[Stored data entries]
=== Section Start ===

PR #1048, opened 2024-09-19
Rename to ocm

ccwienk:


gci/componentmodel.py
```diff
@@ -65,7 +85,7 @@ class AccessType(enum.StrEnum):
 AccessTypeOrStr = typing.Union[AccessType, str]
 
 
-@dc(frozen=True, kw_only=True)
```
zkdev, line 68: I prefer to keep them frozen.
Most of the time mutating objects is a bad idea, and for the remaining cases where this might be valid, one can still use workarounds, e.g. `dataclasses.replace`

gci/componentmodel.py
```diff
@@ -539,10 +554,6 @@ def __post_init__(self):
             self.access = AccessDict(access)
 
 
-# backwards-compatibility
-ComponentSource = Source
```
zkdev, line 543: There are still references in delivery-service (did **not** check other repos)

ccwienk: good catch - let us rename those, too (this should be a trivial search-and-replace task. I did check our "internal" repositories, though.

gci/componentmodel.py
ccwienk: I have to disagree. The way we use those model-classes, e.g. in CTT, we _do_ mutate. I do not actually see we gain benefits from keeping (parts of the model, anyways..) immutable.

I wanted to do some cleanups (like removal of as many as possible dependencies towards non-standard-libs), but also make the model-elements mutable, to thus improve ease-of use.

ccwienk:
https://github.com/open-component-model/delivery-service/pull/186

ccwienk:
@jensh007 : you recently showed interest for a stand-alone version of `gci.componentmodel` (`ocm` as of this change). In a subsequent step, I think we can (again) expose those sources as a standalone package. still need to figure out how to proceed w/ the remains of `gci` (e.g. oci.py), though

gci/componentmodel.py
```diff
@@ -654,7 +651,7 @@ def dateparse(v):
                 },
             )
         )
-        if not validation_mode is ValidationMode.NONE:
+        if validation_mode is not None:
```
8R0WNI3, line 673: It is enough to check for a boolean value here, isn't it? We don't have to _exactly_ require `None` (ditto for equivalent change in `ocm` module).

bin/component-cli
```diff
@@ -8,7 +8,7 @@ import sys
 
 import yaml
 
-import gci.componentmodel as cm
+import ocm as cm
```
8R0WNI3, line 11: Let us also get rid of the alias cm here, I think ocm is already short enough :-)

github/util.py
```diff
@@ -24,8 +24,8 @@
 from github3.pulls import PullRequest
 from github3.repos.release import Release
 
-import gci.componentmodel
-import gci.componentmodel as cm
+import ocm
+import ocm as cm
```
8R0WNI3, line 28: There is no need to import this module twice (I know this doesn't stem from this PR), but I think we shouldn't keep it that way.

bin/component-cli
ccwienk: yes, I agree. Let's see how well my `sed`-skills are

gci/componentmodel.py
ccwienk: technically, you are correct. However, I wanted to be slightly stricter here to catch programming-errors.

by explictly checking for `None` + otherwise "casting" to ValidationMode, passing-in values, such as `False`, an empty string, or 0 (or actually any value that will evaluate to `False`) would silently shortcut validation. This made me go for this more specific check. WDYT?

8R0WNI3 (approved):
/lgtm

PR #1051, opened 2024-09-25
Gha headupdates pipeline

ccwienk:


ocm/__main__.py
```diff
@@ -0,0 +1,229 @@
...
+    import oci.auth
+    import oci.client
+    _have_oci = True
+except ImportError:
+    _have_oci = False
+
+
+def _parse_yaml_or_json(path) -> dict:
+    with open(path) as f:
+        if _have_yaml:
```
8R0WNI3, line 28: Shouldn't we rather decide whether to you `yaml` or `json` based on file contents (of course only if `yaml` module is available)?

ocm/__main__.py
```diff
@@ -0,0 +1,229 @@
...
+
+def dump(component_descriptor: ocm.ComponentDescriptor, parsed):
+    if parsed.out == '-':
+        outfh = sys.stdout
+    else:
+        outfh = open(parsed.out, 'w')
+
+    raw_dict = dataclasses.asdict(component_descriptor)
+
+    if _have_yaml:
```
8R0WNI3, line 44: Again, maybe we should add a `--json` and `--yaml` flag and determine the default based on the presence of the `yaml` module?

zkdev (approved):
/lgtm

ocm/__main__.py
ccwienk: well, it is always safe to use `yaml`, as each json-document can always also be parsed using a yamlparser. I wanted to at least _allow_ usage of ocm-package w/o installed pyyaml package (not sure whether this will really ever be a reasonable use-case).
we might do a pre-check and prefer json if document is json-compliant; however, the only disadvantage I see from always using yaml if it is present is a slightly worse performance (which is not actually a concern for us at this point, I think)

ocm/__main__.py
ccwienk: yes, we could. do you see an actual use-case where someone would want to force usage of json, even if yaml module is present?

8R0WNI3 (approved):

=== Section End ===

**WHAT THIS TASK INVOLVES**. The total wanted is the number of lines in the entries above that contain "dataclasses". Give it alone.

**YOUR SOLUTION**. 2